Issue #2718, opened 2023-12-03
window-rewrite missing firefox icon upon boot (hyprland/workspaces module)


Masber:
Hi, I am using waybar with hyprland, my issue is waybar is inconsistent in rendering the workspaces icons upon login. I have to kill and start warbar again in order to restore the missing icons.

hyprland instructions to start the apps:

```
exec-once=waybar & hyprpaper
exec-once=[workspace 1 silent] alacritty
exec-once=[workspace 2 silent] thunderbird & slack
exec-once=[workspace 3 silent] firefox
```

waybar hyprland/workspaces config

```
    "hyprland/workspaces": {
	"format": " <b>{icon}</b> {windows} ",
	"window-rewrite-default": "",
	"window-rewrite": {
	  "firefox": "󰈹",
	  "Alacritty": "󰞷",
	  "slack": "󰒱",
	  "thunderbird": "󰇮",
	  "spotify": "󰓇"
	},
        "on-scroll-up": "hyprctl dispatch workspace e+1",
        "on-scroll-down": "hyprctl dispatch workspace e-1",
        "on-click": "activate"
    },
    "hyprland/window": {
        "format": "{}",
    	"rewrite": {
        	"(.*) — Mozilla Firefox": "󰈹 $1",
        	"(.*) — Mozilla Thunderbird": "󰇮 $1",
        	"Alacritty": "󰞷 Alacritty",
        	"(.*) - Slack": "󰒱 $1",
	}
    },
```

These are how the workspaces looks like after boot

![20231203_13h02m59s_grim](https://github.com/Alexays/Waybar/assets/722064/b66e0440-97e4-4152-9bcd-29c2d616aaac)

and this after restart waybar `$ killall waybar ; waybar &`

![20231203_13h06m09s_grim](https://github.com/Alexays/Waybar/assets/722064/45903f90-d458-49e7-94b0-5203280908ed)

As you can see both the firefox and the terminal icons are missing even tho both apps are running

Any idea of what could happen?

thank you

khaneliman:
Yeah, this has been an issue since the features creation and I keep wanting to take a stab at it when I have time... I basically just always do a systemctl --user restart waybar after login, for the time being. But, would rather it not be needed, obviously.

Masber:
no problem, I understand this is pending issue, I can try your workaround, that is not a problem.

thank you very much for your help and waybar is very cool :)

PR #2809, opened 2024-01-05
fix: hyprlands window-rewrite 

khaneliman:
Resolves: https://github.com/Alexays/Waybar/issues/2718 found during testing another feature in pipeline. The window rewrites work on boot for me and no issues dragging between monitors anymore. 

cc @Syndelis

### DIFF
--- a/src/modules/hyprland/workspaces.cpp
+++ b/src/modules/hyprland/workspaces.cpp
@@ -50,8 +50,8 @@ Workspaces::Workspaces(const std::string &id, const Bar &bar, const Json::Value 
     gIPC = std::make_unique<IPC>();
   }
 
-  init();
   registerIpc();
+  init();
 }
 
 auto Workspaces::parseConfig(const Json::Value &config) -> void {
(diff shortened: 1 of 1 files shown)


src/modules/hyprland/workspaces.cpp
```diff
@@ -181,6 +181,9 @@ auto Workspaces::update() -> void {
   }
 
   for (auto &workspace : m_workspaces) {
+    auto clients_data = gIPC->getSocket1JsonReply("clients");
```
zjeffer, line 184: Shouldn't you get the clients_data outside of the for-loop? Right now you're getting the data every iteration of the loop, does the data change in between iterations?

khaneliman: Good catch, pasted it inside loop accidentally.

Syndelis:
Although this would solve the issue, I feel like getting the `clients` information for every update seems overkill. The problem seems to appear when a window is dragged to a workspace that doens't exist in tha same bar it originated from. A less performance-intensive solution would be to check if the icon is empty when the window is moved to another workspace [here](https://github.com/Syndelis/Waybar/blob/8b1c0f3f7aee14b01eca6c010c157dc13e0c5b81/src/modules/hyprland/workspaces.cpp#L401-L407). I'll see what I can hack together tomorrow and will get back here.

khaneliman:
Oh yeah, it's definitely not the most elegant... I was just excited to finally see the bar function the way I had hoped finally..

Syndelis:
Sorry for being late, @khaneliman ! I've opened #2817 which should hopefully fix this problem as well. Could you verify that works for your setup?

khaneliman:
closing with work being done in https://github.com/Alexays/Waybar/pull/2817

PR #2814, opened 2024-01-08
flake update and direnv fix

khaneliman:
Enables direnv loading flake, fix flake devshell output to be properly at root. 

I realized that catch2 dependency was updated and currently hasn't been pushed to nixos-unstable: https://nixpk.gs/pr-tracker.html?pr=278807

Temporarily added an override to fetch the 3.5.1 version from source until nixpkgs is updated.


Alexays:
Thanks!

PR #2831, opened 2024-01-14
fix(tray): completely hide tray when it is empty

JManch:
Given the following tray:
populated

Before when empty:
space

After when empty:
no-space


Alexays:
Nice catch! thx :)

Issue #2815, opened 2024-01-08
GTK4


LukashonakV:
Hi @Alexays , @alebastr  I've done some digging into GTK4 and opportunity to migrate Waybar to it. 
So. I have the first base example of the Waybar which can be build and run with gtkmm4 . 
There only base engine... without any modules and event handlers. But I think it's a good start to migrate Waybar. 
@Alexays  is it possible for you to create for example separate branch and mark it with labels: unstable, gtk4 and to do cloning from my branch : https://github.com/LukashonakV/Waybar/tree/gtk4
I think it will provide an opportunity to contributors to make contributions, fix errors, find more effective approaches, bring new ideas, speedup the process

About versioning: 4.1.0  - the first digit means (stable release version. Currently it points to GTK4 chain), the second digit experimental version. The third digit update of the stable release. So for example the first stable release of the Waybar GTK4 should be looked like: 4.0.1. - The same versioning system now for example is used by Wine project.
So current 4.1.0 - meanse - Waybar 4 experimental 1 release without updates of the stable release

Once this approach is approved and separate branch is created it's possible to keep TODO list in this issue.

Thank you

----
Migration tasks
- [x] [Backlight](https://github.com/Alexays/Waybar/wiki/Module:-Backlight)
- [x] [Backlight/Slider](https://github.com/Alexays/Waybar/wiki/Module:-Backlight-Slider)
- [x] [Battery](https://github.com/Alexays/Waybar/wiki/Module:-Battery)
- [x] [Bluetooth](https://github.com/Alexays/Waybar/wiki/Module:-Bluetooth)
- [x] [Cava](https://github.com/Alexays/Waybar/wiki/Module:-Cava)
- [x] [CFFI]()
- [x] [Clock](https://github.com/Alexays/Waybar/wiki/Module:-Clock)
- [x] [CPU](https://github.com/Alexays/Waybar/wiki/Module:-CPU)
- [x] [Custom](https://github.com/Alexays/Waybar/wiki/Module:-Custom)
- [x] [Disk](https://github.com/Alexays/Waybar/wiki/Module:-Disk)
- [x] [DWL](https://github.com/Alexays/Waybar/wiki/Module:-Dwl)
- [x] [Gamemode](https://github.com/Alexays/Waybar/wiki/Module:-Gamemode)
- [x] [Group](https://github.com/Alexays/Waybar/wiki/Module:-Group)
[...]

PR #2836, opened 2024-01-16
Require gtk-layer-shell

alebastr:
BREAKING CHANGE: gtk-layer-shell is now required and unconditionally used. The corresponding config option is removed.

As a part of preparation for future versions of GTK, remove an ability to use wlr-layer-shell directly. The APIs it required were dropped in GTK4, and with the menus/tooltips positioning issue being practically unsolvable it doesn't make sense to keep maintaining the code.

See: #2815


Alexays:
Merging it to be apart of the upcoming release of the next month.
Thanks Aleksei!

PR #2855, opened 2024-01-22
Fix module UPower display device poniter

SquishyPandaDev:
Force displayDevice to be a nullptr on class setup

Should fix seg faults and device not displaying

Current code expects UPower::displayDevice to be initially null. If it is not, as was the case on my box, it can lead to seg faults or the device not displaying information


Alexays:
Thanks!

PR #2862, opened 2024-01-24
Move `.empty` CSS class from Img to Box in the Image module

Sryther:
Since the GTK Image is hidden, the CSS class wasn't used for every cases.


Sryther:
`clang-format / build` is failing on unchanged code.

Alexays:
Thanks, i'll re-lint the code.

PR #2865, opened 2024-01-25
Using steps() in animation to reduce cpu usage.

chntllh:
Changed animation-timing-function to reduce cpu usage.

Lowering steps, reduces cpu usage even lower, but will make the animations choppy.

In my testing linear will always be more taxing than using steps.

### DIFF
--- a/resources/style.css
+++ b/resources/style.css
@@ -128,12 +128,13 @@ button:hover {
     }
 }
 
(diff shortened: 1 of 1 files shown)


Alexays:
Thanks, i prefer a lower cpu usage :)

PR #111, opened 2020-08-12
Set mtu

amrx101:
Fixes#110

`Rustls` set the mtu to maximum by default which may cause `TLS error` on networks wherein the mtu is less than the payload size. 

A default `mtu` of 1500 is set.

1. [Ref 1](https://community.cisco.com/t5/other-network-architecture/why-the-mtu-size-is-1500/m-p/105422/highlight/true#M35328)
2. [Ref 2](https://www.igvita.com/2013/10/24/optimizing-tls-record-size-and-buffering-latency/)
3. [Ref 3](https://fasterdata.es.net/network-tuning/mtu-issues/debugging-mtu-problems/)

It is advisable to do a ping test to figure the most optimal mtu for custom set ups.


amrx101:
Closing as some unwanted changes have come in

PR #112, opened 2020-08-12
Set MTU

### LINKED ISSUE #110: Option to set `MTU`.
We had an issue wherein the network we were trying to talk to had a `mtu` set to a value less than the payload we were trying to send.

`Openssl`, `Golang` set the `MTU` to minimum threshold whereas `RUSTLS` sets `mtu` to the maximum possible value in the spec. `RUSTLS` however exposes a method to set `mtu`. We need to utilize this and have an option to set `mtu` that percolates down to `RUSTLS`.

References

- [1](https://fasterdata.es.net/network-tuning/mtu-issues/debugging-mtu-problems/)
- [2](https://www.networkworld.com/article/2224654/mtu-size-issues.html)
- [3](https://blog.cloudflare.com/ip-fragmentation-is-broken/)

amrx101:
`RUSTLS` sets `MTU` to maximum possible size. This will cause `TLS` error if we send a payload greater than `MTU` of network.

A default value of 1500 is set as recommended by `Cisco` although a ping test is recommended to determine the best `MTU` for a set up.

References

1.[ Ref 1](https://blog.cloudflare.com/path-mtu-discovery-in-practice/)
2. [Ref 2 ](https://community.cisco.com/t5/other-network-architecture/why-the-mtu-size-is-1500/m-p/105422/highlight/true#M35328)
3. [Ref 3](https://networkdirection.net/articles/network-theory/mtu-and-mss/use-ping-to-find-the-mtu/)
4. [Ref 4](https://www.igvita.com/2013/10/24/optimizing-tls-record-size-and-buffering-latency/)

fixes #110

### DIFF
--- a/rumqttc/src/lib.rs
+++ b/rumqttc/src/lib.rs
@@ -254,6 +254,8 @@ pub struct MqttOptions {
     tls_client_config: Option<Arc<ClientConfig>>,
 
     conn_timeout: u64,
+    /// mtu
+    mtu: Option<usize>,
 }
 
 impl MqttOptions {
@@ -283,6 +285,7 @@ impl MqttOptions {
             key_type: Key::RSA,
             tls_client_config: None,
             conn_timeout: 5,
+            mtu: Some(1500),
         }
     }
 
@@ -491,6 +494,17 @@ impl MqttOptions {
     /// get timeout in secs
     pub fn timeout(&self) -> u64 {
         self.conn_timeout
+    }
+
+    /// set MTU. Perform a Ping test to determine most optimal MTU
+    pub fn set_mtu(&mut self, mtu: usize) -> &mut Self {
+        self.mtu = Some(mtu);
+        self
+    }
+
+    /// get mtu
+    pub fn get_mtu(&self) -> Option<usize> {
+        self.mtu
     }
 }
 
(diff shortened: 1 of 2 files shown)


tekjar:
I think it's not realistic to expose all rustls options via MqttOptions. Probably just use [set_client_tls_config](https://github.com/bytebeamio/rumqtt/blob/master/rumqttc/src/lib.rs#L463)  method?

amrx101:
@tekjar , I have an idea. Why dont we eliminate the creation of `ClientConfig` from inside the client altogether.

Earlier we had JWT token generation of `GCloud` in the library itself. If we take the creation of `ClientConfig` out, we can rely on users to create and provide appropriate `TLS Config`.

We can provider a builder in examples to drive home the point.


```

fn tls_client() -> Result<Client> {
    let mut cc = rustls::ClientConfig::new();
    let cert_bytes = include_bytes!("certs/cacert.pem");
    let cert = rustls::internal::pemfile::certs(&mut Cursor::new(&cert_bytes[..]))
        .map_err(|_| Error::from("Error parsing cert file"))?[0].clone();
    cc.root_store.add(&cert)
        .map_err(|e| Error::from_std_err(e))?;
}

```

And then this `ClientConfig` can be passed to our `Options`?

tekjar:
We can if we only want to support only rustls. Otherwise we should find a way to abstract these well.

tekjar:
Closing this in favor of ClientConfig

PR #114, opened 2020-08-15
Use incoming max size from options

tekjar:


FranciscoKnebel:
Any planned releases of rumqttc including these changes? Need a larger packet size than 1KB.

tekjar:
@FranciscoKnebel I'm planning a release today

PR #121, opened 2020-08-25
No need for EventLoop::new to be async.

qwandor-google:
It never calls await, so the async declaration is unnecessary.


tekjar:
Interesting. Last  I checked, I couldn't construct [delay](https://github.com/bytebeamio/rumqtt/blob/ac484644ee92753beca076cdc25247f4037c9833/rumqttc/src/eventloop.rs#L87) outside async.

qwandor-google:
Constructing it should be fine, it's only awaiting it that needs to be async.

tekjar:
Intuitively yes. But timer construction is checking if it's inside runtime

https://play.rust-lang.org/?version=stable&mode=debug&edition=2018&gist=93e4ca361177411dd8feb9d84cc19d58

qwandor-google:
Is there any downside to constructing the `Delay` inside `select` instead?

tekjar:
Hmm..I'll think more about this 

* During high load, this might be too many new delay objects. But this doesn't matter as long as there is no difference in perf
* Mqtt server will expect a PING after 'keep alive' seconds of no outgoing activity from the client. So, client should save this state across multiple [poll](https://github.com/bytebeamio/rumqtt/blob/master/rumqttc/src/eventloop.rs#L113)s

qwandor-google:
To the second point, isn't that handled by saving the Instant on the EventLoop? If it ends up being in the past, then the Delay should complete immediately.

I'm not sure how the performance of constructing a new Delay versus changing an existing one compares, though aren't the other cases in the select also constructing new futures? So maybe it's not any worse than that? This is all speculation though, I haven't looked into the implementation details or run an benchmarks to compare.

tekjar:
> To the second point, isn't that handled by saving the Instant on the EventLoop? If it ends up being in the past, then the Delay should complete immediately.

I wrongly assumed that you meant to create a `Delay` in every `poll`. I think you mean to make it an Option. That works!!

qwandor-google:
> > To the second point, isn't that handled by saving the Instant on the EventLoop? If it ends up being in the past, then the Delay should complete immediately.
> 
> I wrongly assumed that you meant to create a `Delay` in every `poll`. I think you mean to make it an Option in `EventLoop`. That works!!

I didn't mean to make it an Option, though I guess that is also a possibility. Have a look at the second commit I pushed to this branch; I create the Delay in the `select` method, but I create it from an `Instant` which is saved on the `EventLoop` struct. The question is whether it is expensive to create a `Delay`, and my guess is that it shouldn't be particularly, but I don't have data to back that up.

tekjar:
@qwandor-google Ahh. Sorry I didn't notice the changes. This is good.

tekjar:
There seems to be a conflict.Can you check?

tekjar:
nvm. That's just 1 file. I'll just fix it here in github.

tekjar:
Thanks @qwandor-google :)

Task details. Count every line of the records that includes "required", and give that number with no other words.

Response area. 2